The drive across the Middle Atlas was successful, and earned Poeymirau his general’s stars; on 6 June 1917 his and Doury’s columns – the latter including the 2nd (Mounted) Company/1st RE from Boudenib – linked up at a spot recorded as Assaka Nidji. On the 10th the mobile group from Debdou (Colonel Maurial) also arrived nearby at Missour, where an important post was established. A week later the Boudenib Composite Battalion (Major Weynaud) arrived at Ksabi about 28 miles further upriver. The next few months would be spent in improving tracks into roads, plaiting the string hung between Lyautey’s ‘pillars’ into a rope; by late 1917 motor lorries could travel from Meknes all the way to Bekrite, and in the east from Missour and Ksabi down to Rich, although the convoys’ passage naturally needed protection by pickets on summits to form a moving security corridor. Roads were no barrier to the tribes, but they allowed faster troop movements to areas of dissidence; in time they would also reverse the current of the lines of supply, so that provisions for units in the eastern ranges could come down from Meknes rather than across from far-off Algerian depots via Colomb Béchar – a long-standing drag on operations.38 From the motorable road across the Atlas, another would be dropped southwards down the Oued Ziz, and by the end of 1917 Doury’s troops would have established a new post at Midelt. However, the new access routes into the Middle Atlas were still vulnerable.
IN THE SPRING OF 1917, THE WESTERN PILLAR of Lyautey’s operations was being thickened at its mid-point, but not without resistance in the hills east and south-east of Sefrou – the tribal range of the Marmoucha, Northern Ait Segrushin and ‘Ait Atta in the Shadows’ (a far-flung tentacle of that land-hungry people). In late May and June 1917, Captain Cattin’s Mounted Company/2nd RE worked on tracks between Annoceur – the gateway into the hills from the main road south of Sefrou – and a new post at Tazouta (see Map 19). This is still bleak country today, with very rough stony trails along valley bottoms between hulking naked hills, and when ordered back to Annoceur on 18 June the mounted company saw Berber signal fires on the hilltops. The troops found that drystone walls had been built across the track, and had a brisk fight before reaching Annoceur, where they stayed until 3 July. The Groupe Mobile de Fes then concentrated at Tazouta, where the footsore VI/2nd RE also arrived that day from their labours at Itzer.
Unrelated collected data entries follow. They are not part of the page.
PR #4101, opened 2026-06-10
Show raw Solana fallback for unparsed dApp tx

### LINKED ISSUE #4096: Solana dApp parser blind-sign fallback returns empty receiverAddress / zero amount when all parsing fails
# WIN-WL2 (Medium): Solana dApp parser — blind-sign fallback returns empty `receiverAddress` / zero amount when all parsing fails

## Observed
The Solana dApp tx resolver has a terminal fallback that, when **both** the Blockaid simulation parse and the program-call parse fail, still returns a signable `transfer` payload with an empty `receiverAddress` and `inAmount: '0'`. The approval card then has no destination or amount to surface — the user can be presented a signable Solana transaction with no visible "To" or amount, i.e. an effective blind-sign on a fund-moving action. (Secondary: a pointless, fragile byte re-copy that defeats typing with `as any`.)

## Cause
`core/inpage-provider/popup/view/resolvers/sendTx/core/solana/parser.ts`

Terminal fallback, L195-204 (the serious half):
```ts
const solanaFeeCoin = await getCoin({ chain: Chain.Solana })
return {
  transfer: {
    authority: fromCoin.address,
    inputCoin: solanaFeeCoin,
    inAmount: '0',
    receiverAddress: '',   // <- no destination shown on the approval card
    rawTransactions: data,
  },
}
```
This is reached after Blockaid (L70-156) returns no parse AND `parseProgramCall` (L161-169) yields neither `raw`/`transfer`/`swap`. Nothing downstream re-derives the missing recipient/amount — they go to the verify screen as-is.

Fragile re-copy, L43-46:
```ts
const inputTx = Uint8Array.from(Buffer.from(data[0], 'base64'))
const txInputDataArray = Object.values(inputTx)
const txInputDataBuffer = new Uint8Array(txInputDataArray as any)
const buffer = Buffer.from(txInputDataBuffer)
```
`inputTx` is already a `Uint8Array`; `Object.values()` → `new Uint8Array(array as any)` round-trips it through an untyped array for no benefit and silences the type checker.

## Fix shape
On the terminal path, do not synthesize a signable transfer with empty destination/amount — either throw an "unable to parse transaction" error that blocks signing, or return a `raw`/unsupported payload that forces the approval UI into an explicit "contents could not be decoded — review raw" state rather than a transfer card with blank fields. Separately, collapse L43-46 to `const buffer = Buffer.from(data[0], 'base64')` and drop the `as any`.

---

rcoderdev:
Closes #4096

## Summary by CodeRabbit

* **Tests**
  * Added Vitest coverage for Solana transaction parsing, including raw review fallback behavior and error handling when serialized transaction data is missing.

* **Bug Fixes**
  * Improved raw Solana transaction fallback handling and validation to safely decode serialized data and return consistent fallback payloads when expected data is unavailable.

Screenshot proof: real extension Solana dApp approval flow using the imported Fast Vault; raw transaction review renders Raw Transaction Data instead of a blank transfer card.

screenshot-1


johnnyluo (approved):
LGTM

PR #4608, opened 2026-08-10
fix(storage): check rows.Err() on all row iterations

### LINKED ISSUE #4609: [Fix] Row iteration without rows.Err() returns truncated lists as success [storage]
# [Fix] Row iteration without rows.Err() returns truncated lists as success [storage]

## Problem

Four read paths in `storage/store.go` run a `rows.Next()` loop and return `nil` without consulting `rows.Err()`:

- `getKeyShares`
- `GetVaults`
- `GetAllAddressBookItems`
- `GetVaultFolders`

When iteration aborts partway — connection loss, cancelled context — `rows.Next()` simply returns `false`. The loop exits normally, so the function reports **success with a silently truncated list**. Nothing distinguishes "read all 12 vaults" from "read 5 of 12 and the connection dropped".

`GetVaults` is the worst case: a user sees vaults missing from their wallet with no error surfaced anywhere in the UI.

Found while auditing the shadowed-`err` class from #4605. Same silent-failure family — an error the code never looks at — with a different mechanism.

## Expected Behavior

A read that fails partway through iteration returns an error, not a partial list.

## Steps to Reproduce

Not reachable through the public API from a test — see Notes. The underlying mechanism is confirmed directly: cancelling the context mid-stream over a 500-row result set ends the loop at row 5 with `rows.Err() == context canceled`, while the loop itself exits normally. A function skipping the check returns those 5 rows with a `nil` error.

## Solution

Add the standard post-loop check to all four functions. The remaining three loops in the same file (`GetCoins`, `GetVaultCoins`, `GetTransactionRecords`) already do this, so the fix reuses their exact wording — these four were oversights, not deliberate choices.

```go
if err = rows.Err(); err != nil {
    return nil, fmt.Errorf("error occurred during iteration of rows: %w", err)
}
```

### Must Do
- [x] Add `rows.Err()` checks to the four functions
- [x] Add a test asserting no read path skips the check

### Must NOT Do
- Don't change query shapes or the returned data
- Don't refactor the surrounding read paths

## Acceptance Criteria
- [x] `yarn check:all` succeeds
- [x] All `rows.Next()` loops in `storage/` check `rows.Err()`
- [x] The guard test fails, naming the function, if any check is removed

## Notes on testing

The four functions take no `context`, so a real mid-iteration failure cannot be injected from a test. Closing the pool, corrupting a row, and dropping the table were all tried; each surfaces *earlier* via the existing query or scan checks, never through the post-loop path. A behavioural test would pass with or without the fix, so the accompanying test asserts the invariant structurally (AST walk) and is verified to fail when a check is removed. It also covers future read paths.

## Reference

- Fixed by #4608
- Related: #4605 (same silent-failure class), #4606 (CI linting follow-up)

Ehsan-saradar:
Fixes #4609

Found while auditing the shadowed-`err` class from #4605. Same silent-failure family, different mechanism.

## Problem

Four read paths ran a `rows.Next()` loop and returned `nil` without consulting `rows.Err()`:

- `getKeyShares`
- `GetVaults`
- `GetAllAddressBookItems`
- `GetVaultFolders`

If iteration aborts partway — connection loss, cancelled context — `rows.Next()` simply returns `false`. The loop exits normally and the function reports **success with a silently truncated list**. `GetVaults` returning a short list means a user sees vaults missing, with no error surfaced anywhere.

The other three loops in this file (`GetCoins`, `GetVaultCoins`, `GetTransactionRecords`) already checked `rows.Err()`, so these four were oversights rather than deliberate choices. The fix reuses their exact wording.

## Confirming the mechanism

Cancelling the context mid-stream over a 500-row result set:

```
iterated 5 of 500 rows
rows.Err() = context canceled
```

The loop ended early and exited normally — so a function skipping the check returns 5 of 500 rows with a `nil` error.

## On the test

The test asserts the invariant **structurally** (AST walk over `store.go`) rather than behaviourally, and that deserves an explanation.

The four affected functions take no `context`, so a genuine mid-iteration failure cannot be injected from a test. I tried several routes — closing the pool, corrupting a row, dropping the table — and every fault reachable from a test surfaces *earlier*, through the existing query or scan checks, never through the post-loop path this PR adds. A behavioural test would therefore pass with or without the fix.

The structural guard is verified to do its job: removing any one check makes it fail and name the offending function.

```
these functions iterate rows without checking rows.Err(), so a mid-iteration
failure would return a truncated list with a nil error: GetVaultFolders
```

It also covers future read paths, which is where the real value is.

## Verification

- `go test ./storage/...` passes
- `go vet` and `gofmt` clean on both changed files
- All 7 `rows.Next()` loops in the package now check `rows.Err()`

## Summary by CodeRabbit

* **Bug Fixes**
  * Improved database query handling by detecting and returning errors that occur while processing stored records.
  * Applied error handling consistently across keyshares, vaults, address-book items, and vault folders.

* **Tests**
  * Added automated coverage to verify that database row iterations properly check for errors.

### DIFF
--- a/storage/rows_err_test.go
+++ b/storage/rows_err_test.go
@@ -1,0 +1,59 @@
+package storage
+
+import (
+	"go/ast"
+	"go/parser"
+	"go/token"
+	"strings"
+	"testing"
+)
+
+// A rows.Next() loop that returns without consulting rows.Err() reports
+// success on a truncated result set: if iteration aborts partway (connection
+// loss, cancelled context), Next() simply returns false and the collected
+// slice is silently short. Every read path in this package must check it.
+//
+// This is asserted structurally because the affected functions take no
+// context, so a genuine mid-iteration failure cannot be injected from a test —
+// every fault reachable from here surfaces earlier via the query or scan checks.
+func TestAllRowIterationsCheckRowsErr(t *testing.T) {
+	fset := token.NewFileSet()
+	file, err := parser.ParseFile(fset, "store.go", nil, 0)
+	if err != nil {
+		t.Fatal(err)
+	}
+
+	var offenders []string
+	ast.Inspect(file, func(n ast.Node) bool {
+		fn, ok := n.(*ast.FuncDecl)
+		if !ok || fn.Body == nil {
+			return true
+		}
+
+		var iterates, checksErr bool
+		ast.Inspect(fn.Body, func(m ast.Node) bool {
+			sel, ok := m.(*ast.SelectorExpr)
+			if !ok {
+				return true
+			}
+			switch sel.Sel.Name {
+			case "Next":
+				iterates = true
+			case "Err":
+				checksErr = true
+			}
+			return true
+		})
+
+		if iterates && !checksErr {
+			offenders = append(offenders, fn.Name.Name)
+		}
+		return true
+	})
+
+	if len(offenders) > 0 {
+		t.Fatalf("these functions iterate rows without checking rows.Err(), so a "+
+			"mid-iteration failure would return a truncated list with a nil error: %s",
+			strings.Join(offenders, ", "))
+	}
+}
--- a/storage/rows_err_test.go
+++ b/storage/rows_err_test.go
@@ -1,9 +1,13 @@
 package storage
 
 import (
+	"fmt"
 	"go/ast"
 	"go/parser"
 	"go/token"
+	"os"
+	"path/filepath"
+	"sort"
 	"strings"
 	"testing"
 )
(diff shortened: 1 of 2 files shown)


Ehsan-saradar:
@coderabbitai review

Ehsan-saradar:
@coderabbitai review

Ehsan-saradar:
@coderabbitai full review

Ehsan-saradar:
@coderabbitai Good catch — addressed in 6d10b58.

Both halves of the finding were valid, and I verified each before changing anything:

**The loop-specific point was the serious one.** The guard only asserted that `Err()` appeared *somewhere* in the function, so a function iterating `rowsA` while checking an unrelated `rowsB.Err()` passed even though the `rowsA` loop was genuinely unchecked. I reproduced exactly that shape against the old guard and it passed — a real false negative, not a theoretical one.

**The file-scope point was also right.** `store.go` is the only file with row loops today, so nothing is missed right now, but a read path added to `coin.go` or `transaction_history.go` would have escaped silently. Since covering future read paths is this guard's main value, that was a genuine hole.

The guard now matches `Err()` against the specific identifier being iterated and walks every non-test source in the package, reporting file, function and rows value:

```
store.go: twoRowsProbe (iterates rowsA)
```

I also added a second test asserting the guard actually parsed sources, so it can't vacuously pass if the glob ever breaks.

Verified it now fails on all three shapes: unrelated-`Err()` masking, an unchecked loop in another file, and a plainly removed check. Production code in this PR is unchanged.

johnnyluo (approved):
LGTM

PR #4612, opened 2026-08-10
fix(tss): reject malformed ciphertext instead of panicking

### LINKED ISSUE #4613: [Fix] decrypt() panics on malformed ciphertext, crashing the app mid-session [tss]
# [Fix] decrypt() panics on malformed ciphertext, crashing the app mid-session [tss]

## Problem

`decrypt()` in `tss/tss.go` passes the ciphertext body to `cipher.BlockMode.CryptBlocks` without checking block alignment. `CryptBlocks` **panics** when the input is not a whole number of AES blocks.

`decrypt` is called from `downloadMessages`, which runs in its own goroutine. There is no `recover()` anywhere in the Go code (`grep -rn "recover()" --include=*.go .` returns nothing), and an unrecovered panic in any goroutine terminates the process. So a single malformed message crashes the app mid keygen / keysign / reshare. On Windows the build has no console, so the app simply disappears.

Message bodies come straight off the relay, and the relay's `POST /message/:sessionID` has no authentication — no signature, no key, no session-membership check. The crafted body therefore needs **no knowledge of the session encryption key**; it only has to be non-block-aligned after the IV. There is no MAC/AEAD on this transport. Because the sender controls the `To` list, one request can target every participant in a session at once.

Affects **GG20** vaults, which route keygen/keysign/reshare through the Go TSS service. DKLS vaults use the WASM path and are unaffected.

### Second bug, same function

The "ciphertext too short" branch returns `("", nil)`, because it returns the already-nil `err`:

```go
if len(cipherByte) < aes.BlockSize {
	fmt.Printf("ciphertext too short")
	return "", err   // err is nil here
}
```

Callers treat a rejected message as a valid empty plaintext and pass it to `ApplyData` instead of rejecting and logging it. It also writes to stdout via `fmt.Printf` rather than the structured logger, without a newline.

## Expected Behavior

A malformed or truncated message is rejected with a real error and logged by the existing `Failed to decrypt data` handler. A bad message never terminates the process.

## Steps to Reproduce

`decrypt` is unexported, so a same-package test reaches it directly — no relay or network needed:

```go
func TestDecryptPanics(t *testing.T) {
	// 16-byte IV + 5 trailing bytes = not block-aligned
	_, _ = decrypt(string(make([]byte, aes.BlockSize+5)), hexKey)
}
```

```
panic: crypto/cipher: input not full blocks
crypto/internal/fips140/aes.(*CBCDecrypter).CryptBlocks
github.com/vultisig/vultisig-win/tss.decrypt(...)
```

The nil-error bug reproduces the same way: `decrypt(string(make([]byte, 5)), hexKey)` returns `("", nil)`.

## Solution

Validate the length up front in both branches and return real errors, rather than relying on `err` happening to be non-nil. Uses `errors.New` to match `unpad` in the same file.

```go
if len(cipherByte) < aes.BlockSize {
	return "", errors.New("decrypt: ciphertext shorter than one AES block")
}

iv := cipherByte[:aes.BlockSize]
cipherByte = cipherByte[aes.BlockSize:]

if len(cipherByte)%aes.BlockSize != 0 {
	return "", errors.New("decrypt: ciphertext is not a multiple of the block size")
}
```

### Must Do
- [x] Reject non-block-aligned ciphertext with an error instead of panicking
- [x] Return a real error from the short-ciphertext branch, and drop the `fmt.Printf`
- [x] Add regression tests that fail against the unfixed function

### Must NOT Do
- Don't change the wire format or the CBC/PKCS#7 scheme — that has to move in lockstep with iOS and Android
- Don't refactor `downloadMessages` or the surrounding TSS flow

## Acceptance Criteria
- [x] `go test ./tss/` passes
- [x] `go vet ./tss/` and `gofmt -l tss/` are clean
- [x] Malformed and too-short ciphertext both return errors; a well-formed message still round-trips
- [x] The tests panic against the unfixed `decrypt`, proving they are real regression guards

## Notes

Two follow-ups deliberately left out of the fix:

- **No `recover()` in the message loop.** Adding one to the per-message loop in `downloadMessages` would be reasonable defense-in-depth, since no goroutine in the Go code has one today. Kept out to keep the change minimal.
- **Transport has no authentication.** CBC here has no MAC/AEAD, so tampered ciphertext is only caught incidentally by padding failure. AES-GCM or encrypt-then-HMAC would make malformed and tampered messages fail closed, but the wire format must change together with iOS and Android.

## Reference

- Fixed by #4612

Ehsan-saradar:
Fixes #4613

## Fix

Validate the ciphertext length up front in `decrypt()` and return real errors from both guards, instead of relying on `err` happening to be non-nil. Uses `errors.New` to match `unpad` in the same file.

## Tests

`tss/tss_test.go` covers the non-aligned case, the short case (0, 1, `BlockSize-1`), a well-formed round-trip, and an invalid key.

These are real regression guards, not vacuous passes — against the unfixed `decrypt` the suite panics at `tss.go:405` rather than failing an assertion:

```
panic: crypto/cipher: input not full blocks
crypto/internal/fips140/aes.(*CBCDecrypter).CryptBlocks
github.com/vultisig/vultisig-win/tss.decrypt(...)
FAIL	github.com/vultisig/vultisig-win/tss
```

## Verification

- `go test ./tss/ ./mediator/` passes
- `go vet ./tss/`, `gofmt -l tss/`, and `go build ./...` clean

## Follow-ups

Both deliberately out of scope here, and noted in #4613: a `recover()` in the per-message loop as defense-in-depth, and moving the transport off unauthenticated CBC to AES-GCM — the latter needs the wire format to change in lockstep with iOS and Android.

### DIFF
--- a/tss/tss.go
+++ b/tss/tss.go
@@ -393,12 +393,17 @@ func decrypt(cipherText, hexKey string) (string, error) {
 	}
 
 	if len(cipherByte) < aes.BlockSize {
-		fmt.Printf("ciphertext too short")
-		return "", err
+		return "", errors.New("decrypt: ciphertext shorter than one AES block")
 	}
 
 	iv := cipherByte[:aes.BlockSize]
 	cipherByte = cipherByte[aes.BlockSize:]
+
+	// CryptBlocks panics on a partial trailing block, and this runs in the
+	// message-download goroutine where a panic would take down the process.
+	if len(cipherByte)%aes.BlockSize != 0 {
+		return "", errors.New("decrypt: ciphertext is not a multiple of the block size")
+	}
 
 	cbc := cipher.NewCBCDecrypter(block, iv)
 	plaintext := make([]byte, len(cipherByte))
--- a/tss/tss_test.go
+++ b/tss/tss_test.go
@@ -1,0 +1,90 @@
+package tss
+
+import (
+	"crypto/aes"
+	"crypto/cipher"
+	"crypto/rand"
+	"encoding/hex"
+	"strings"
+	"testing"
+)
+
+const testHexKey = "000102030405060708090a0b0c0d0e0f101112131415161718191a1b1c1d1e1f"
+
+// encryptForTest mirrors the CBC/PKCS#7 wire format decrypt expects, so the
+// round-trip case stays honest about what a well-formed message looks like.
+func encryptForTest(t *testing.T, plaintext string) string {
+	t.Helper()
+
+	key, err := hex.DecodeString(testHexKey)
+	if err != nil {
+		t.Fatalf("decode key: %v", err)
+	}
+	block, err := aes.NewCipher(key)
+	if err != nil {
+		t.Fatalf("new cipher: %v", err)
+	}
+
+	padding := aes.BlockSize - len(plaintext)%aes.BlockSize
+	padded := append([]byte(plaintext), strings.Repeat(string(rune(padding)), padding)...)
+
+	out := make([]byte, aes.BlockSize+len(padded))
+	iv := out[:aes.BlockSize]
+	if _, err := rand.Read(iv); err != nil {
+		t.Fatalf("read iv: %v", err)
+	}
+	cipher.NewCBCEncrypter(block, iv).CryptBlocks(out[aes.BlockSize:], padded)
+
+	return string(out)
+}
+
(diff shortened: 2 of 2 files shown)


johnnyluo (approved):
LGTM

On 4 July, the mobile group marched south for Skoura, at first around sandy slopes thickly spotted with scrub and small trees, and then down on to a cream-coloured plain. The change of scenery is immediate, from terrain reminiscent of dry Californian hills into something that is definitely African, with low, thorny trees and patches of wiry scrub widely scattered across a gently rolling clay plain, bright in the sun. The vanguard of the column was Major Auger’s VI/2nd RE, with a Spahi squadron and a 65mm mountain battery.39 At first the villagers that they passed seemed unconcerned, but before long the column came under fire from brush-speckled ridges a few hundred yards to the right of their track; shells and machine-gun fire silenced this, the crests were picketed and the mobile group pushed ahead, with villagers and flocks now fleeing south ahead of them. After a few miles the Oued Sebou curved in closer from the east, and the track turned eastwards up wooded slopes; when it reached a plateau at about 3,500 feet, thick trees and cultivated patches marked the village of Skoura, at the foot of a pass leading further up into steep, scrub-covered hills. There the column bivouacked for a few days, and was joined by General Poeymirau with units from his Meknes Mobile Group.40
The purpose of the march was a reconnaissance in force and a demonstration, not yet an occupation, and Skoura was at the end of the practical track southwards. To the east the Tizi Adni pass, rising steeply 500 feet from Skoura up the northern shoulder of the hills, was the path into the true mountains beyond – the chaotic 6,500-foot Tichoukt massif – and Poeymirau did not have the logistic resources to thrust any further. At 4am on the morning of 8 July his force began to break camp in the darkness for the return march to Tazouta.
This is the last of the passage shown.